BEIRUT - Aid agencies were unable to reach tens of thousands of people trapped by heavy fighting in southern Lebanon today as the United Nations condemned Israeli attacks on civilian targets in the country.
An Israeli air strike on the edge of a UN-run refugee camp near the southern city of Sidon today killed two people, bringing to at least 75 the number of civilians killed by air strikes this week, with scores wounded.
"We strongly condemn the attacks on civilians," said Astrid van Genderen Stort, spokeswoman for the refugee agency UNHCR. "They have nowhere else to run to."
Israeli bombardments and ground incursions have so far killed around 1,000 Lebanese, the vast majority civilians, drawing widespread criticism from the international community.
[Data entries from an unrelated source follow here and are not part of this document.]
PR #80, opened 2016-05-24
Fixes #73: Added support for Firefox Account authentication.

### LINKED ISSUE #73: Add support for Firefox Account authentication

n1k0:
This is WiP, refs #73.

Note: I needed to upgrade a bunch of dependencies because of a bug in react-router which has been fixed in latest version.

I've deployed the patch [to gh-pages](https://kinto.github.io/kinto-admin/), feedback welcome.


Natim:
Does this request makes it possible to give a link with the basicauth setup for the kinto-admin directly?

n1k0:
> Does this request makes it possible to give a link with the basicauth setup for the kinto-admin directly?

Not atm but it should be possible; but what would be the use case? Also I'm realizing having a public link logging you in automatically might not be a good idea...

n1k0:
Well, okay sorry, I misread your comment (thought you were expecting to share an FxA auth link). So no, a link to setup basic auth automatically is not possible atm; Also that would mean having the password in the URL, which is concerning.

Israel says the offensive is the only way it can stop Hizbollah guerrillas from firing rockets into northern Israel which have killed nearly 50 people in the 29-day conflict.
Earlier in the day top Israeli ministers approved a decision to expand the offensive in Lebanon, a move which UN agencies said would worsen a humanitarian crisis believed to have displaced 750,000 people in Lebanon already.
>> Reuters video: Israel approves expanding conflict
"Should this expanded military operation take place, that would cause even greater suffering than we have at present," said Robin Lodge, spokesman for the UN World Food Programme.
Aid agencies said their efforts to get to southern Lebanon had stalled for a second successive day after Israel imposed an indefinite ban on movement south of the Litani river, saying it could attack any vehicle not in an approved convoy.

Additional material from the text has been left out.